Thirty million U.S. citizens do not have any medical coverage at all, and coverage for many more millions is inadequate. A lingering or chronic illness even in the latter case could mean bankruptcy and the loss of all property, along with the loss of one’s health.
The average annual salary for 80 million people is about $30,000. But the U.S. is alleged to be the greatest democracy in the world, and foremost economy. The anomaly presented by all of this doesn’t seem to bother St. Albert Gazette columnist Brian McLeod (Commentary, March 23), who believes universal health care is unaffordable in a country whose annual military budget is upwards of $700 billion a year. It is hardly surprising that surveys show the great majority of Americans 35 and under now find socialism a better option than capitalism.
The U.S. health-care system, in spite of its grave inadequacies, is still the costliest in the world. Much of the cost is siphoned off to private interests, private HMO or health management organizations, duplications of administrative functions, poor systemic co-ordination and other waste or illness-profiteering that if eliminated might well provide for universal care.
But McLeod believes the problem can't be solved without greater taxation on wealth which would drive the wealthy out of the country. To where? All European countries have universal health care and tax at a higher rate, and even Russia and China have public systems.
Perhaps McLeod is thinking of New Zealand, which has so much property in the hands of the foreign super-rich that it has had to institute restrictions and higher land prices.
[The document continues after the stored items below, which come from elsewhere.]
Issue #2592, opened 2024-07-24
wg_engine: SVG rendering compatibility


hermet:
This list shows the broken compatibility of SVG rendering with the WebGPU backend.
https://github.com/thorvg/thorvg/tree/main/examples/resources/svg

- [ ] svg2009 //bridge strings not clear (have no ideas how to fix)
- [x] patch //dash line
- [x] consecutive_lines //line cap
- [x] rg1024_Ufo_in_metalic_style //cap color
- [x] vnu //corner quality is too poor

hermet:
Pass rate: 71%

SergeyLebedkin:
rendering problems arise when applying a gradient transformation.
See https://github.com/thorvg/thorvg/issues/2620

hermet:
Pass rate: 89%

hermet:
Pass rate: 94%

hermet:
@SergeyLebedkin edge blending error?
![image](https://github.com/user-attachments/assets/b95b8827-b1ac-43c9-bd18-648f11041093)

SergeyLebedkin:
[...]

PR #2916, opened 2024-10-30
wg_engine: fix equals gradient offsets

SergeyLebedkin:
In case if gradient offsets are equal the last color are used instead of first

f.e
```
//Gradient Color Stops
tvg::Fill::ColorStop colorStops[3];
colorStops[1] = {0, 128, 128, 128, 255};
colorStops[2] = {1, 255, 255, 255, 255};
```
(128, 128, 128) will be used instaed of (0, 0, 0)

See _rg1024_Ufo_in_metalic_style.svg_
https://github.com/thorvg/thorvg/issues/2592

Reference:
image

Before:
image

After:
image

### DIFF
--- a/src/renderer/wg_engine/tvgWgShaderTypes.cpp
+++ b/src/renderer/wg_engine/tvgWgShaderTypes.cpp
@@ -146,6 +146,8 @@ void WgShaderTypeGradient::updateTexData(const Fill::ColorStop* stops, uint32_t 
     for (uint32_t i = 1; i < stopCnt; i++)
         if (sstops.last().offset < stops[i].offset)
             sstops.push(stops[i]);
+        else if (sstops.last().offset == stops[i].offset)
+            sstops.last() = stops[i];
     // head
     uint32_t range_s = 0;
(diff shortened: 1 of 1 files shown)


src/renderer/wg_engine/tvgWgShaderTypes.cpp
```diff
@@ -146,6 +146,8 @@ void WgShaderTypeGradient::updateTexData(const Fill::ColorStop* stops, uint32_t
     for (uint32_t i = 1; i < stopCnt; i++)
         if (sstops.last().offset < stops[i].offset)
             sstops.push(stops[i]);
+        else if (sstops.last().offset == stops[i].offset)
```
hermet, line 149: I think the addition can be done outside the for loop?

SergeyLebedkin: Nope.. thats becouse not onlu first or last offsets can be the same, but in a middle of the list. last() == current() of the filtered list

hermet (approved):

mgrudzinska (approved):

PR #2917, opened 2024-10-30
wg_engine: fix cubic splines and circles tesselation quality

SergeyLebedkin:
Tesseletion factor now depends on scale matix of the shape

See _vnu.svg_
https://github.com/thorvg/thorvg/issues/2592

Before:
image

After:
image

### DIFF
--- a/src/renderer/wg_engine/tvgWgRenderData.cpp
+++ b/src/renderer/wg_engine/tvgWgRenderData.cpp
@@ -381,8 +381,12 @@ void WgRenderDataShape::updateMeshes(WgContext &context, const RenderShape &rsha
     releaseMeshes(context);
     strokeFirst = rshape.stroke ? rshape.stroke->strokeFirst : false;
 
+    // get object scale
+    float scale = std::max(std::min(length(Point{tr.e11 + tr.e12,tr.e21 + tr.e22}), 8.0f), 1.0f);
+
     // path decoded vertex buffer
     WgVertexBuffer pbuff;
+    pbuff.reset(scale);
     // append shape without strokes
     if (!rshape.stroke) {
         pbuff.decodePath(rshape, false, [&](const WgVertexBuffer& path_buff) {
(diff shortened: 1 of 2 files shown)


src/renderer/wg_engine/tvgWgRenderData.cpp
```diff
@@ -381,8 +381,12 @@ void WgRenderDataShape::updateMeshes(WgContext &context, const RenderShape &rsha
     releaseMeshes(context);
     strokeFirst = rshape.stroke ? rshape.stroke->strokeFirst : false;
 
+    // get object scale
+    float scale = length(Point{1.0, 1.0} * tr) / MATH_SQRT2;
```
hermet, line 385: It's enough to use `sqrt(2)`. let's remove a new macro.

hermet (changes requested):

hermet (approved):

mgrudzinska (commented):
I have doubts about whether the way "scale" is calculated in tvgRenderData is the best approach. It works for the vnu sample because the default value of 8 is used, but that might not be sufficient. 
One issue is that the number of points will depend on the shape's position (translation is included into scaling factor), which seems incorrect. 
The other problem is this sample (modified vnu sample):
[vnu_modified.svg.zip](https://github.com/user-attachments/files/17587876/vnu_modified.svg.zip)

Zrzut ekranu 2024-10-31 o 19 37 29

I rescaled everything in this svg file, but I saw many times issues with attached 'small' svgs, so seems like a reasonable example

SergeyLebedkin:
Made a changes in scale factor calculations.

> I have doubts about whether the way "scale" is calculated in tvgRenderData is the best approach. It works for the vnu sample because the default value of 8 is used, but that might not be sufficient. One issue is that the number of points will depend on the shape's position (translation is included into scaling factor), which seems incorrect. The other problem is this sample (modified vnu sample): [vnu_modified.svg.zip](https://github.com/user-attachments/files/17587876/vnu_modified.svg.zip)
> 
> Zrzut ekranu 2024-10-31 o 19 37 29
> I rescaled everything in this svg file, but I saw many times issues with attached 'small' svgs, so seems like a reasonable example

I think we will handle 'small' svgs later.

SergeyLebedkin:
Translation is removed now

PR #3002, opened 2024-11-26
wg_engine: separate pipelines ans bind group layouts (refactoring)

SergeyLebedkin:
The main reason of refactoring is to separate bind group sets and pipelines, and change owning of pipelines to compositor
It will be helpfull for resizing (intermidiate changes)
Should not impact to performance and web player
see: Svg example

### DIFF
--- a/src/renderer/wg_engine/tvgWgBindGroups.h
+++ b/src/renderer/wg_engine/tvgWgBindGroups.h
@@ -23,7 +23,7 @@
 #ifndef _TVG_WG_BIND_GROUPS_H_
 #define _TVG_WG_BIND_GROUPS_H_
 
-#include "tvgWgCommon.h"
+#include <webgpu/webgpu.h>
 
 class WgBindGroupLayouts {
 private:
@@ -53,8 +53,8 @@ public:
     void releaseBindGroup(WGPUBindGroup& bindGroup);
     void releaseBindGroupLayout(WGPUBindGroupLayout& bindGroupLayout);
 public:
-    void initialize(WgContext& context);
-    void release(WgContext& context);
+    void initialize(WGPUDevice device);
+    void release();
 };
 
 #endif // _TVG_WG_BIND_GROUPS_H_
--- a/src/renderer/wg_engine/tvgWgBindGroups.cpp
+++ b/src/renderer/wg_engine/tvgWgBindGroups.cpp
@@ -21,6 +21,7 @@
  */
 
 #include "tvgWgBindGroups.h"
+#include <cassert>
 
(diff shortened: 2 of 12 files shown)


tinyjin (commented):
CleanShot 2024-11-27 at 11 21 48

I am still encountering a resizing issue.

hermet:
@tinyjin this is just a refactoring. any regressions (performance & functionality) by this?

tinyjin (approved):
CleanShot 2024-11-27 at 11 46 56@2x

Ah misunderstood. No, looks good

src/renderer/wg_engine/tvgWgBindGroups.h
```diff
@@ -23,7 +23,7 @@
 #ifndef _TVG_WG_BIND_GROUPS_H_
 #define _TVG_WG_BIND_GROUPS_H_
 
-#include "tvgWgCommon.h"
```
hermet, line 26: how about putting the header `#include <webgpu/webgpu.h>` in `tvgWgCommon.h` ?

hermet (approved):

src/renderer/wg_engine/tvgWgBindGroups.h
SergeyLebedkin: @hermet 
_tvgWgBindGroups.h_ also reguired _#include <webgpu/webgpu.h>_
But you still have an access to all webgpu instances if you will include _tvgWgCommon.h_ somewhere 

As _alternalive_, we can get rid tvgWgBindGroups.h and move BindGroup declaration into _tvgWgCommon.h_
its also make a sence

SergeyLebedkin: > @SergeyLebedkin I mean you can include `tvgWgCommon.h`, which could be a common and general header for wg implementation if it include the `webgpu.h`

tvgWgCommon.h use tvgWgBindGroups.h, because tvgWgCommon containe Context, that use BindGroups instance. So context must know about BindGroups, so they must be declared before. We can use forward declatation, but I want to use instalnce access but not pointer to the layouts in context

hermet: @SergeyLebedkin You can merge them as `tvgWgCommon.h`

SergeyLebedkin: > @SergeyLebedkin You can merge them as `tvgWgCommon.h`

Yes, its also make a sence...

hermet: @SergeyLebedkin And it's optional, you can submit patch.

Douglas Rushkoff has written a book and an essay, the latter available online: Survival of the Richest is the ironic title. It is an account of brainstorming sessions he was highly paid for as a consultant to a New Zealand right-wing think tank, to advise on high-tech methods of protecting the super-rich from the effects of their neoliberal, winner-take-all, maximum-profit-or-die, a-resource-in-the-ground-is-a-wasted-resource mindset.
One question he was asked was the possibility of an electronic around-the-neck control device against the possibility private guards would turn on their “employers” in the event money became worthless.
This does not paint a pretty picture of capitalism in its newest incarnation, a state of affairs predicted by Marx. And it isn’t inconceivable: the situation in Britain since Thatcher, and the 2017 Grenfell Tower disaster is iconic, supports the idea of an “unfettered” capitalism that has failed to include the vital human element as its fatal flaw. More of the same is not an option.